Civil Rights Movement (1955-1968)

 

Attempts by the African American community to achieve political and economic equality.

Although the Civil War ended with the freeing of all Africans from the institution of slavery and the passage of the Thirteenth and Fourteenth Amendments, which ended slavery and defined citizenship, due process, and equal protection, blacks in the United States continued to experience discrimination. Jim Crow laws in the South between the 1880s and 1960s, which enforced segregation, and the 1896 Supreme Court decision in Plessy v. Ferguson, which determined that blacks must have equal facilities even if they were separate facilities, resulted in widespread discrimination against black citizens.

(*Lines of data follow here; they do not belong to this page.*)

PR #1178, opened 2022-11-04
Feat/remove tg members

msadura:
https://app.charmverse.io/charmverse/page-42654196334361116

potential concerns:
- how often should we run this ? (for now I set every 10mins) @mattcasey 
- I am not sure what will be performance of this verification when we run it against xxx users on prod


msadura:
Updated logic to not only remove users but also roles assigned via invalid token gates + tests

prisma/schema.prisma
```diff
@@ -438,18 +440,31 @@ model FavoritePage {
...
-  user                   User              @relation(fields: [userId], references: [id], onDelete: Cascade)
-  spaceRoleToRole        SpaceRoleToRole[]
+  jwt                    String?
+  tokenGateId            String?    @db.Uuid
+  tokenGate              TokenGate? @relation(fields: [tokenGateId], references: [id], onDelete: SetNull)
+  space                  Space      @relation(fields: [spaceId], references: [id], onDelete: Cascade)
+  user                   User       @relation(fields: [userId], references: [id], onDelete: Cascade)
+  grantedRoles           String[]   @default([])
+
+  @@unique([tokenGateId, userId, spaceId], name: "tokenGateUserSpace")
```
mattcasey, line 455: don't forget to add indexes :)

mattcasey (approved):

background/tasks/verifyTokenGateMemberships/task.ts
```diff
@@ -0,0 +1,16 @@
...
+import log from 'lib/log';
+import { verifyTokenGateMemberships } from 'lib/token-gates/verifyTokenGateMemberships';
+
+export async function task () {
+
+  log.debug('Running Verify Token Gate memberships cron job');
+
+  try {
+    const results = await verifyTokenGateMemberships();
+    log.debug('Number of members removed due to invalid token gate conditions', results.deletedUsers);
```
mattcasey, line 11: remember to add some metrics.. something like:
```
count('cron.token-gate-verification.deleted-users', results.deletedUsers);
```

lib/token-gates/verifyTokenGateMemberships.ts
```diff
@@ -0,0 +1,75 @@
...
+      },
+      spaceRoleToRole: {
+        include: {
+          role: true
+        }
+      }
+    }
+  });
+
+  const promises = usersWithTokenGates.map(async spaceRole => verifyTokenGateMembership({
```
mattcasey, line 59: i think it would be better to use a loop and not do these in parallel, there's no need to complete asap. and it might add a little buffer to not hit the Lit Protocol all at once

mattcasey (approved):
Looks good, remember to add metrics and I suggested using a loop over members instead of calling lit all at once for everybody

PR #1180, opened 2022-11-04
Don't fetch member values in member directory

Devorein:


components/profile/components/SpacesMemberDetails/components/MemberPropertiesPopupForm.tsx
```diff
@@ -59,7 +60,7 @@ export function MemberPropertiesPopupForm ({ cancelButtonText = 'Cancel', childr
     reset(defaultValues);
   }, [defaultValues]);
 
-  if (!data && spaceId) {
+  if (!data && spaceId && showLoading) {
     return <LoadingComponent isLoading />;
```
mattcasey, line 64: you could just do isLoading={showLoading}

components/profile/components/SpacesMemberDetails/components/MemberPropertiesPopupForm.tsx
```diff
@@ -59,7 +60,7 @@ export function MemberPropertiesPopupForm ({ cancelButtonText = 'Cancel', childr
     reset(defaultValues);
   }, [defaultValues]);
 
-  if (!data && spaceId) {
+  if (!data && spaceId && showLoading) {
```
mattcasey, line 63: i can't tell the difference when this is used or not (its disabled in the popup for properties right?) I think it is a bad pattern to not show loading if we do show it in other places.

mattcasey (approved):
Approved but I think you should remove the loading indicator override. Although locally I don't even see it even when it's enabled

components/profile/components/SpacesMemberDetails/components/MemberPropertiesPopupForm.tsx
msadura: got the same question - why this is introduced?

components/members/components/MemberDirectoryGalleryView.tsx
```diff
@@ -167,11 +166,14 @@ function MemberDirectoryGalleryCard ({
         <MemberPropertiesPopupForm
           onClose={() => {
             setIsModalOpen(false);
-            mutateMembers();
           }}
           memberId={member.id}
+          showLoading={false}
           spaceId={currentSpace.id}
-          updateMemberPropertyValues={updateSpaceValues}
+          updateMemberPropertyValues={async (spaceId, values) => {
```
msadura, line 173: please move declaration of this function to the top. We should stop declaring function directly in props because it is kinda bad practise

components/profile/components/SpacesMemberDetails/components/MemberPropertiesPopupForm.tsx
Devorein: This was needed to disable the loading indicator when showing the properties form in member directory table and gallery views. Otherwise, the loading indicator can be seen on the right side causing the whole layout to shift.

components/members/components/MemberDirectoryGalleryView.tsx
Devorein: Updated. Thank you.

components/profile/components/SpacesMemberDetails/components/MemberPropertiesPopupForm.tsx
mattcasey: We agreed the loading icon should just appear inside the dialog instead

PR #1184, opened 2022-11-07
Rearrange commands

valentinludu:
Chris requested 2 small changes after the latest updates on the UI:
1. Reorder commands list
2. Added red dot instead of eye icon to unread discussions


components/common/CharmEditor/components/inlinePalette/editorItems/text.tsx
```diff
@@ -69,27 +105,42 @@ export function items (): PaletteItemTypeNoGroup[] {
         };
       }
     },
+    ...(pageType !== 'card_template' && !disableNestedPage ? [{
```
msadura, line 108: this notation with ... at the beginning looks a bit unclear. Could you please move deckaration of this array to a cons, and just spread it here?

msadura (approved):

components/common/CharmEditor/components/inlinePalette/editorItems/text.tsx
valentinludu: Done

mattcasey (approved):
Approved, but it would be better to put the nexus-related story in a separate PR next time

PR #1188, opened 2022-11-08
add Twitter embed

mattcasey:
Supports dark mode too:

image

### DIFF
--- a/theme/cssVariables.ts
+++ b/theme/cssVariables.ts
@@ -4,6 +4,7 @@ import * as colors from './colors';
 
 const globalCSS = css`
   :root {
+    color-scheme: light;
     ${Object.entries(colors.lightModeColors).map(([key, value]) => `--bg-${key}: ${value};`).join('\n')}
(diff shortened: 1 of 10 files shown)


theme/cssVariables.ts
```diff
@@ -59,6 +60,8 @@ const globalCSS = css`
 
   /* dark theme */
   [data-theme='dark'] {
+    // use auto to avoid opaque background on Twitter iframe ('dark' would be better)
+    color-scheme: auto;
```
mattcasey, line 64: I set color-scheme here instead of using CssBaselnie. The reason is that Twitter's iframe uses 'color-scheme: auto' and if that does not match the parent (at least in Firefox), then it adds an opaque white background, and we see it on the rounded corners.

If this causes other issues, we could just always have 'light' mode for tweets, which is what Notion does anyway

msadura (approved):
interesting feature, nice stuff

Devorein (approved):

Not until after World War II and the dismantling of the colonial empires of the world did the United States begin the slow process of ending segregation. In 1954, the Supreme Court heard arguments in the case of Brown v. Board of Education, in which attorneys for the plaintiffs argued that separate schools for black children could not provide an education equal to that available to white children. They based their arguments on a study conducted among black and white children in which the children invariably favored white dolls over black dolls because they were “prettier” or “richer” or “better.” The Supreme Court accepted the argument and ordered that the states desegregate the public schools. This decision was later extended to higher education. Access to better educational opportunities became a key economic tool for advancement by African Americans.

Brown v. Board of Education provided an impetus to the Civil Rights movement. On December 1,1955, Rosa Parks, a black seamstress, refused to give up her seat to a white passenger on a public bus in Montgomery, Alabama. Parks, a member of the National Association for the Advancement of Colored People, was arrested. Blacks in Montgomery, led by a charismatic young preacher named Martin Luther King Jr., initiated a boycott of the Montgomery bus system that lasted for a year and ceased only after an edict was issued ending segregation on public transportation. The boycott’s success can be attributed to economic pressure placed on the municipality by loss of revenue, because blacks comprised the largest percentage of fare-paying passengers.

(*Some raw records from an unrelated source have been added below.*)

PR #1191, opened 2022-11-08
Remove Rinkeby from our config completely

Devorein:


components/[pageId]/DocumentPage/components/BountyProperties/components/BountyApplicantsTable/BountyPaymentButton.tsx
```diff
@@ -234,23 +235,30 @@ export default function BountyPaymentButton ({
     }
   };
 
+  const isChainSupported = !unsupportedChainIds.includes(bounty.chainId);
```
Comment (mattcasey) [inline components/[pageId]/DocumentPage/components/BountyProperties/components/BountyApplicantsTable/BountyPaymentButton.tsx:238]: After this PR, by definition we should not longer need this config 'unsuportedChainIds'. There's lots of other chains we don't support that are already handled (for example i just added Optimism last week)

scripts/transferChain.ts
```diff
@@ -0,0 +1,24 @@
...
+        in: unsupportedChainIds
+      }
+    },
+    // Transfer to goerli
+    data: {
+      chainId: 5
+    }
+  });
+
+  await prisma.paymentMethod.deleteMany({
```
mattcasey, line 17: just want to confirm: we don't link to payment methods right? it's just we let you use them to select a chainId for bounties, but the bounty update above will address that

components/[pageId]/DocumentPage/components/BountyProperties/components/BountyApplicantsTable/BountyPaymentButton.tsx
Comment (Devorein) [reply components/[pageId]/DocumentPage/components/BountyProperties/components/BountyApplicantsTable/BountyPaymentButton.tsx:238]: Got it. I will remove those.

scripts/transferChain.ts
Devorein: Exactly, we only use payment method for selecting the chainId. Nothing is linked according to the schema

PR #1199, opened 2022-11-09
Feat/select editable options

msadura:
- creating new slect options inside of input (for admins)
- editing existing options (for admins)

https://user-images.githubusercontent.com/5198394/200868633-1c31997c-578e-42c8-b23a-96d903b7067d.mp4


components/profile/components/SpacesMemberDetails/components/useMutateMemberPropertyValues.ts
```diff
@@ -0,0 +1,62 @@
...
+import type { SelectOptionType } from 'components/common/form/fields/Select/interfaces';
+import useIsAdmin from 'hooks/useIsAdmin';
+import type { PropertyValueWithDetails } from 'lib/members/interfaces';
+
+export function useMutateMemberPropertyValues (
+  mutatePropertyValue: KeyedMutator<PropertyValueWithDetails[]>,
+  spaceId: string | null
+) {
+
+  const isAdmin = useIsAdmin(spaceId || undefined);
```
mattcasey, line 13: I would just make 'null' another option in useIsAdmin, it feels weird to have to pass in `null || undefined` just to make TS happy :)

Kind of tangential, maybe `useUser()` should return a function `isAdmin()` since useIsAdmin is just calling useUser and then a utility method

theme/utils/getThemeColorFromString.ts
```diff
@@ -0,0 +1,15 @@
+import type { BrandColor, SupportedColor } from 'theme/colors';
+import { propertyColorsMap, brandColorNames } from 'theme/colors';
+
+export function getThemeColorFromString (color: string): SupportedColor {
```
mattcasey, line 4: I am not 100% sure I know what this method is needed for. Based on your other PR, I think it is to map focalboard colors (with names like propColorBlue) to the color names from MUI? In that case, I think it belongs inside the BoardEditor folder, and could be a lot more explicit, like `convertFocalboardToMUIColor()` since we should only be using this for focalboard code. It will help when we get around to cleaning up and reducing code for the focalboard theme.

theme/colors.ts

Nonviolent civil disobedience became the hallmark of the Civil Rights movement throughout the rest of the 1950s and the first half of the 1960s. Students engaged in sit-ins at lunch counters after being refused service based on the color of their skin. The first of these occurred in 1960 when students of the North Carolina Agricultural and Technical College refused to leave a drugstore lunch counter or offer resistance when white patrons spat at them, poured drinks and catsup on them, and verbally harassed them. In the meantime, the lunch counter lost revenue because the seats were occupied.

The Civil Rights movement gained national attention in 1963 when the Student Nonviolent Coordinating Committee (SNCC) organized a campaign in Birmingham, Alabama. Television cameras captured the events as police used dogs, fire hoses, and clubs against nonviolent demonstrators, some of whom were children. The violence in Birmingham led President John F. Kennedy to push for legislation that would ensure rights for black citizens. After Kennedy’s assassination, President Lyndon B. Johnson secured passage of the Civil Rights Act of 1964, which prohibited discrimination based on race, sex, or creed, and the Voting Rights Act of 1965. After Johnson’s Great Society speech in which he demanded an end to poverty and injustice, many blacks believed that the federal government would move quickly to improve their economic plight. When new economic opportunities failed to materialize and both Martin Luther King and former Attorney General Robert F. Kennedy, a powerful supporter of civil rights, were assassinated in 1968, several U.S. cities experienced riots. After 1968, the Civil Rights movement became more violent with the rise of groups like the Black Panthers, who advocated a more militant approach.

During the 1970s, the Supreme Court once again became involved in civil rights, ordering school busing of children as a way of ending school segregation caused by “white flight,” in which great numbers of white families left cities to move to more expensive suburbs, leaving the urban core to poorer black families. Over the past several decades, the national Civil Rights movement has declined as more black Americans have achieved new levels of economic, social, and political acceptance.